Look through the material below and copy exactly the lines from the line with "(if (string-match-p el-get-no-shell-quote" to the line with "we don't, I", those two lines included.

________________

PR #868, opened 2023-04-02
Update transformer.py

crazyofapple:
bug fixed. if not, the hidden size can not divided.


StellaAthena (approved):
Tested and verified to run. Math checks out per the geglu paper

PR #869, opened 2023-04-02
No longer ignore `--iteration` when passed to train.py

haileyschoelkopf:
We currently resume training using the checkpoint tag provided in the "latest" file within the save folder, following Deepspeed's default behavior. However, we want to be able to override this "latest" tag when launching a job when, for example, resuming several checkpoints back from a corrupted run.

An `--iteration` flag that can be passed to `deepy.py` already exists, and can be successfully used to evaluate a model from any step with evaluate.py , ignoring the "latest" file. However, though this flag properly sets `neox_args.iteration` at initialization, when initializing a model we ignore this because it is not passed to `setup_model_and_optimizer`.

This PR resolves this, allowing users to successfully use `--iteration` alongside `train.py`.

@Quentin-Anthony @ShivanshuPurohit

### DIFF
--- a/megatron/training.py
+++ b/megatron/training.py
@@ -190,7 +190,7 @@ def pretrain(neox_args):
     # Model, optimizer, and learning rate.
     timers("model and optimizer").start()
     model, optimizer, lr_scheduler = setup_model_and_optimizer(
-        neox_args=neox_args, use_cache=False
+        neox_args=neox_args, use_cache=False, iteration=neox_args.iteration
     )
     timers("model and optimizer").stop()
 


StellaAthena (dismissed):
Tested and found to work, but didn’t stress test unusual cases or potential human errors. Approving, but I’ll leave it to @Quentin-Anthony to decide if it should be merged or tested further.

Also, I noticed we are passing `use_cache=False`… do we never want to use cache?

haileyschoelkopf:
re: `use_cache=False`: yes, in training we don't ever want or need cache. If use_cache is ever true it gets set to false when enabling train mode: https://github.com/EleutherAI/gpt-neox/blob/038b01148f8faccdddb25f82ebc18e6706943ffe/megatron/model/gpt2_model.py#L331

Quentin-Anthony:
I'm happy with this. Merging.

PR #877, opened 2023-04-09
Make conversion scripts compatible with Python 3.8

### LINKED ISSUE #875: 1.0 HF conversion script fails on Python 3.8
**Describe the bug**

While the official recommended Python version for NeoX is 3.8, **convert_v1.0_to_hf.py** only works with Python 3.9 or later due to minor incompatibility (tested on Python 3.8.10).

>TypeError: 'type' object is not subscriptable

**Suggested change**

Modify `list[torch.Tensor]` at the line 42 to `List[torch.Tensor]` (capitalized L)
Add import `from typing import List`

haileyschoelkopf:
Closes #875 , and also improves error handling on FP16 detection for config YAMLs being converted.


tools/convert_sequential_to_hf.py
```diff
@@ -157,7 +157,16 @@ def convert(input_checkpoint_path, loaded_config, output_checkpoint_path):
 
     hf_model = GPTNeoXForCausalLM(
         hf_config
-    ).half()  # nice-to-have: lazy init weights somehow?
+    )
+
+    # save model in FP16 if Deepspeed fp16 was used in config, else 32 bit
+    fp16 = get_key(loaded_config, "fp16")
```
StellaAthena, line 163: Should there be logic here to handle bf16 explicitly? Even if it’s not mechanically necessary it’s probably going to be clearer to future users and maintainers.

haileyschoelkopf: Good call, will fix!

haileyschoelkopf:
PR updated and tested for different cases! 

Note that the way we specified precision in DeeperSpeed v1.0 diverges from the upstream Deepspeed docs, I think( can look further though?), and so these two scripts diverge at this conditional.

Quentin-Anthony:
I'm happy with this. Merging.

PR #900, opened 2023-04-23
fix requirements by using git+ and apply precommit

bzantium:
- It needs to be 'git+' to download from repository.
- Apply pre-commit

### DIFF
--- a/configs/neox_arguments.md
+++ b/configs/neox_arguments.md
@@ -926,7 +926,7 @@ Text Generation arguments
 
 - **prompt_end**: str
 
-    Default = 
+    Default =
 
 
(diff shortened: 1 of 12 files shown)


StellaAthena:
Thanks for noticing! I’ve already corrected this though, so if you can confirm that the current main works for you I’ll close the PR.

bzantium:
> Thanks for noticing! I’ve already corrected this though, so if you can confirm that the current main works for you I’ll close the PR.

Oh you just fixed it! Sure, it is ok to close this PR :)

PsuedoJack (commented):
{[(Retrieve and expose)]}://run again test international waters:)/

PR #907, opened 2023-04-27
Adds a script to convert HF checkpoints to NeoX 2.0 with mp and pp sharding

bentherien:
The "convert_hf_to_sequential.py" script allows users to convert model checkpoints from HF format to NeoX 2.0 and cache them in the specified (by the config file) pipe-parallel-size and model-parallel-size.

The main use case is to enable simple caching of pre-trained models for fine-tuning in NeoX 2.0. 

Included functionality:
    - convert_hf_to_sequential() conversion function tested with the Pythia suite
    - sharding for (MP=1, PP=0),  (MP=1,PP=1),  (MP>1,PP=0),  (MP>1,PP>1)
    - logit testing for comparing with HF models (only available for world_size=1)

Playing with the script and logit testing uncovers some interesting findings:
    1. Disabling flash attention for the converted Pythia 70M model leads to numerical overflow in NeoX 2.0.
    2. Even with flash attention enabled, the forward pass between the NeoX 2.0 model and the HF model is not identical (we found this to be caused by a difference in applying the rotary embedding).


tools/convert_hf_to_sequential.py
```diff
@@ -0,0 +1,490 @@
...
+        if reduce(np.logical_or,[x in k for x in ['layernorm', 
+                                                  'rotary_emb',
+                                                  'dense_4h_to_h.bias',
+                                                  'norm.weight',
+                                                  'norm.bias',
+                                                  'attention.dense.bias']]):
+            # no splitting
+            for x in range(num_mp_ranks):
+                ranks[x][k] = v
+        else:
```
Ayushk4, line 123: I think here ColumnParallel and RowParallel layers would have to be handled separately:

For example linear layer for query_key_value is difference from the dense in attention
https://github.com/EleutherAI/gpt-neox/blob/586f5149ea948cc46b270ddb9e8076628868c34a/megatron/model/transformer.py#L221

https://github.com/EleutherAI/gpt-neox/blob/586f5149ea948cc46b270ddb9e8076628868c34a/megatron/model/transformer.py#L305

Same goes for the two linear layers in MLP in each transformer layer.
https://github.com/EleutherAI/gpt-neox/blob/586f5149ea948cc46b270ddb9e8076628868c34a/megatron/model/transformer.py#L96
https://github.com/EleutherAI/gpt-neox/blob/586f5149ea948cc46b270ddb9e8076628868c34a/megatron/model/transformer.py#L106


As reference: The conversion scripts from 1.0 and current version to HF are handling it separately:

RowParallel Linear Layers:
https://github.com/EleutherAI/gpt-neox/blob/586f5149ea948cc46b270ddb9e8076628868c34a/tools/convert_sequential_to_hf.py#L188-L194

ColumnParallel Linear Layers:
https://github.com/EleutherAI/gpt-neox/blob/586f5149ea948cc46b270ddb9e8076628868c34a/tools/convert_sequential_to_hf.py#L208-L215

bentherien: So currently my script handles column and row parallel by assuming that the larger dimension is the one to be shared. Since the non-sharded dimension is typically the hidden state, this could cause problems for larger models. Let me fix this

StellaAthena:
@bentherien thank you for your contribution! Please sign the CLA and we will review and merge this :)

________________

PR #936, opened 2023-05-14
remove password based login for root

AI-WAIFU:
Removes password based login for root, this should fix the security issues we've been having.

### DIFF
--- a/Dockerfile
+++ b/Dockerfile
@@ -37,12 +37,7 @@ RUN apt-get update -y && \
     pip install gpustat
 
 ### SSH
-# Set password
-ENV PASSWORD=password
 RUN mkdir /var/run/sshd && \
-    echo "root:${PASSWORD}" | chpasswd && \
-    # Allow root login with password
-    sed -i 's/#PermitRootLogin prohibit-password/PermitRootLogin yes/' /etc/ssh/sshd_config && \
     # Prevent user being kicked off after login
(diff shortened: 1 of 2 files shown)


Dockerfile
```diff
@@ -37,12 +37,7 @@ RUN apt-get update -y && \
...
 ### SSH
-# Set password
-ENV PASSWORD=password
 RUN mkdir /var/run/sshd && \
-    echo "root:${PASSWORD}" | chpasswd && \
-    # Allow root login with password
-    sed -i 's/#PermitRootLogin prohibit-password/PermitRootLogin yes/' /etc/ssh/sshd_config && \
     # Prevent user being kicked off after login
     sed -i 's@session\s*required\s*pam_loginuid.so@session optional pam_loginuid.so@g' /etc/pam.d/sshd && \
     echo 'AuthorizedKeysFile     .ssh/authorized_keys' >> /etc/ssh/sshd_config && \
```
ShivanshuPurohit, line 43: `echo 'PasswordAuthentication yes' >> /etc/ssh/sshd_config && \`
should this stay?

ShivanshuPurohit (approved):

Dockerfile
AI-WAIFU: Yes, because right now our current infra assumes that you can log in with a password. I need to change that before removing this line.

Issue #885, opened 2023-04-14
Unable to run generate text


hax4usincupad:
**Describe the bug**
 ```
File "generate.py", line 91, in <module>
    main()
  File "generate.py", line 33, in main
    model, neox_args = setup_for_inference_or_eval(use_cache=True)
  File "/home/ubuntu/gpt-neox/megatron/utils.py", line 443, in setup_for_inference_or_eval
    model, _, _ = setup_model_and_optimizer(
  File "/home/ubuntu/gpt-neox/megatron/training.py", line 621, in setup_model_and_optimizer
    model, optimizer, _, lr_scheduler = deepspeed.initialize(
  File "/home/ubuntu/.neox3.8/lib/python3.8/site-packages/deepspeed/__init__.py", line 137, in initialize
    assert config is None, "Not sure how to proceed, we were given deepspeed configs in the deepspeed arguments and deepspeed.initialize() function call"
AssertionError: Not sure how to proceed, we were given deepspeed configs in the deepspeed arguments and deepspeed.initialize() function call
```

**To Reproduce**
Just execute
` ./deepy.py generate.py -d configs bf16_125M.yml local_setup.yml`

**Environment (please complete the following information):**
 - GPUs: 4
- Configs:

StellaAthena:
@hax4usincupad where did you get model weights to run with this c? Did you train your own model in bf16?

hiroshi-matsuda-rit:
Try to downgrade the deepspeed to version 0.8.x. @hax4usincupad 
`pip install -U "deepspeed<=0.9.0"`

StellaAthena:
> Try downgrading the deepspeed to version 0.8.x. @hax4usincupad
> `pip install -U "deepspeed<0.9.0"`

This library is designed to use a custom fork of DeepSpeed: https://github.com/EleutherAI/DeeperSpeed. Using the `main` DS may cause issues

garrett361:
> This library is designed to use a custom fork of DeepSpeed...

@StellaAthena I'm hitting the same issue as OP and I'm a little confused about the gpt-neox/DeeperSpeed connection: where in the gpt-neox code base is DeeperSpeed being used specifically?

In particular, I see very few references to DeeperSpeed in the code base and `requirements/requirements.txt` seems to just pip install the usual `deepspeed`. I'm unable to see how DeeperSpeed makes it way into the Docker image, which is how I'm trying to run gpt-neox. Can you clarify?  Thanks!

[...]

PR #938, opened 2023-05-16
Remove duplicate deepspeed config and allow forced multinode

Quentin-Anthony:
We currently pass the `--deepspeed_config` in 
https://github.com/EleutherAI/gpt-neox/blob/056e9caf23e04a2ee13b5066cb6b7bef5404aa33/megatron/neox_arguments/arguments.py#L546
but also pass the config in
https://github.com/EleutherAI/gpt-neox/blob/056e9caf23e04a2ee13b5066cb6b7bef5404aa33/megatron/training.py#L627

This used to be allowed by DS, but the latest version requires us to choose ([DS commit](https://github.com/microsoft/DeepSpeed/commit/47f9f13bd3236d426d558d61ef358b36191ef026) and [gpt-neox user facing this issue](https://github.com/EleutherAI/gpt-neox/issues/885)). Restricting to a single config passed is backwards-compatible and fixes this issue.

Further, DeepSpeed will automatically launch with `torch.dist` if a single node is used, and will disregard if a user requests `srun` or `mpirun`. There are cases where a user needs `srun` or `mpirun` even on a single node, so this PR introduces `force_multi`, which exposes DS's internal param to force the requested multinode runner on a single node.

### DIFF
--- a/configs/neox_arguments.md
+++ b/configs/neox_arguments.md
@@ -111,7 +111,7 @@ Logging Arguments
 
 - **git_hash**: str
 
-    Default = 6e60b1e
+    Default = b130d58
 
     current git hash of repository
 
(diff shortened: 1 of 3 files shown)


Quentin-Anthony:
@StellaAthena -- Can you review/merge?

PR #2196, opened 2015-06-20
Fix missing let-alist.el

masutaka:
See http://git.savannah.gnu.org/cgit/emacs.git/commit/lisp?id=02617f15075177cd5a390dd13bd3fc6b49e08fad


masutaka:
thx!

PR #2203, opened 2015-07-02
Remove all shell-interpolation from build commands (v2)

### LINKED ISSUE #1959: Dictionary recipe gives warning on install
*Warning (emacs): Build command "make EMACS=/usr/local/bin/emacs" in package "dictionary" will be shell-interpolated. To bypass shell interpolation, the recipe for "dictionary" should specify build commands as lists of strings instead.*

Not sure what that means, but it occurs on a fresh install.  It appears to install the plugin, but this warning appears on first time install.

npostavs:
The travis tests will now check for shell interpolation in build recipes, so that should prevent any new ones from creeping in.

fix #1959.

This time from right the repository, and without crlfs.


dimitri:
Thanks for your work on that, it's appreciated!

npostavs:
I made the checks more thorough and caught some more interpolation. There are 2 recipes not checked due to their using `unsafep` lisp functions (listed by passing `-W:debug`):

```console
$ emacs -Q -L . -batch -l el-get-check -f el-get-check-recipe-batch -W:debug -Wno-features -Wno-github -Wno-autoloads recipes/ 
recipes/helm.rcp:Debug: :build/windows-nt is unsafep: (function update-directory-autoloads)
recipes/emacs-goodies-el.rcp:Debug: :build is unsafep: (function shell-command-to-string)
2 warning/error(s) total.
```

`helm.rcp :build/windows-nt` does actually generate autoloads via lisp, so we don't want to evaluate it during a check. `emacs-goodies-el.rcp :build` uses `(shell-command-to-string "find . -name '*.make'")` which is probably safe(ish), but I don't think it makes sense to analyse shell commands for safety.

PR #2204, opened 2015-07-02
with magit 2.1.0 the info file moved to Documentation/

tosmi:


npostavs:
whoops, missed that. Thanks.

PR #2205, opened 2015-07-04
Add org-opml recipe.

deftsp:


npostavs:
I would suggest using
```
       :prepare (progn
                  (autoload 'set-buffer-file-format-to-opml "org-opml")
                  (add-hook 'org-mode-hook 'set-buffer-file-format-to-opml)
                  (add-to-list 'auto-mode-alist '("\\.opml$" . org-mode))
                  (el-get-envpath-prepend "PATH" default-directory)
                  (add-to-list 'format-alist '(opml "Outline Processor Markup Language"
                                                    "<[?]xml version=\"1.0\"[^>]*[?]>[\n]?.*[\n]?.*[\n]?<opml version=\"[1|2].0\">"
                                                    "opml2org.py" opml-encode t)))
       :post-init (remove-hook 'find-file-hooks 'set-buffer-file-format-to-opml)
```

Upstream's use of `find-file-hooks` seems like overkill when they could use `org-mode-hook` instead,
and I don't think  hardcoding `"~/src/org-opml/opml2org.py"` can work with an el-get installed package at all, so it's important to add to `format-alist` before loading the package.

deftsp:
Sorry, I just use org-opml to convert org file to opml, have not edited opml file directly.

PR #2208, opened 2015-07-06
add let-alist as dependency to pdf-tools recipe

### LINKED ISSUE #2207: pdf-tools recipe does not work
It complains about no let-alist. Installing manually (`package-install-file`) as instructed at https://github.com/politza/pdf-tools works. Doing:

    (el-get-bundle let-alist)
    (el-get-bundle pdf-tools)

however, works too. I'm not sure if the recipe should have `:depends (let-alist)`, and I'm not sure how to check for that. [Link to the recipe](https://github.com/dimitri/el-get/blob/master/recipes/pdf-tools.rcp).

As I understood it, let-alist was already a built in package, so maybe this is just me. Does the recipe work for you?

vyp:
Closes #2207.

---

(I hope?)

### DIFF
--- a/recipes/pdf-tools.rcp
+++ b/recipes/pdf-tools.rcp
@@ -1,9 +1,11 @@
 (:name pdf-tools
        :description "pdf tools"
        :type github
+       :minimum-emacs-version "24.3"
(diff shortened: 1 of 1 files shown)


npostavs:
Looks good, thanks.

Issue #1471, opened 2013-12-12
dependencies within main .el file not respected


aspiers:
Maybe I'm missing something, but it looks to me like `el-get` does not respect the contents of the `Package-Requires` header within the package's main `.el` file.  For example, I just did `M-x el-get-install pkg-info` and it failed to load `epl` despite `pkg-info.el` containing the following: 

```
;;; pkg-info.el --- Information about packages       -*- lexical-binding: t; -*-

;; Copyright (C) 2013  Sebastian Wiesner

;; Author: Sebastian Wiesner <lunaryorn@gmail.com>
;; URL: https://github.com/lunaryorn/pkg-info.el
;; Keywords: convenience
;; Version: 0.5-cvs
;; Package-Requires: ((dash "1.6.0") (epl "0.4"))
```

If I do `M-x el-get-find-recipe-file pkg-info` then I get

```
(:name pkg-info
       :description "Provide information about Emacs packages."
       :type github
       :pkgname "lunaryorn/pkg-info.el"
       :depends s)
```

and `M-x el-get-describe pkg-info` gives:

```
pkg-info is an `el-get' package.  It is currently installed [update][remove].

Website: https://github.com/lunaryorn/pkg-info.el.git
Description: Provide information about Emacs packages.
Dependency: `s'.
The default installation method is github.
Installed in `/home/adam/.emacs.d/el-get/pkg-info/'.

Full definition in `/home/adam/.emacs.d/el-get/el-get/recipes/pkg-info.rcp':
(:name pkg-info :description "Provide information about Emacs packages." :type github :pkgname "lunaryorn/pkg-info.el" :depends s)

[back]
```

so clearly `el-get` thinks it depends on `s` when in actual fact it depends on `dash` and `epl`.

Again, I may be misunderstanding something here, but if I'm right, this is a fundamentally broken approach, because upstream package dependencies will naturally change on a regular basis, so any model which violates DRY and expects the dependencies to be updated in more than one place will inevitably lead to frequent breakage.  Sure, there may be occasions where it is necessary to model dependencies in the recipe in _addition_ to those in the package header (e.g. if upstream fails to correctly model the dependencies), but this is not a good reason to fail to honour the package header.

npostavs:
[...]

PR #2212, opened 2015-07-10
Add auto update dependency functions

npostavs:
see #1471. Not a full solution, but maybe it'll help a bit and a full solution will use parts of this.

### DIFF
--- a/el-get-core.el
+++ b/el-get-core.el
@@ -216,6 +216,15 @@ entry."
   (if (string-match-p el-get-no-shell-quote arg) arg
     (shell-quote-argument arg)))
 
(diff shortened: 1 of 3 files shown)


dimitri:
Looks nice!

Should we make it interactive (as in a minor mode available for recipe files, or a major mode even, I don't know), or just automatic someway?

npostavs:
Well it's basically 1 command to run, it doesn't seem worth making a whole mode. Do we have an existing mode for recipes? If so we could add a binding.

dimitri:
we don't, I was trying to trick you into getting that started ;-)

________________

Reply to the exercise
   (if (string-match-p el-get-no-shell-quote arg) arg
     (shell-quote-argument arg)))
 
(diff shortened: 1 of 3 files shown)


dimitri:
Looks nice!

Should we make it interactive (as in a minor mode available for recipe files, or a major mode even, I don't know), or just automatic someway?

npostavs:
Well it's basically 1 command to run, it doesn't seem worth making a whole mode. Do we have an existing mode for recipes? If so we could add a binding.

dimitri:
we don't, I was trying to trick you into getting that started ;-)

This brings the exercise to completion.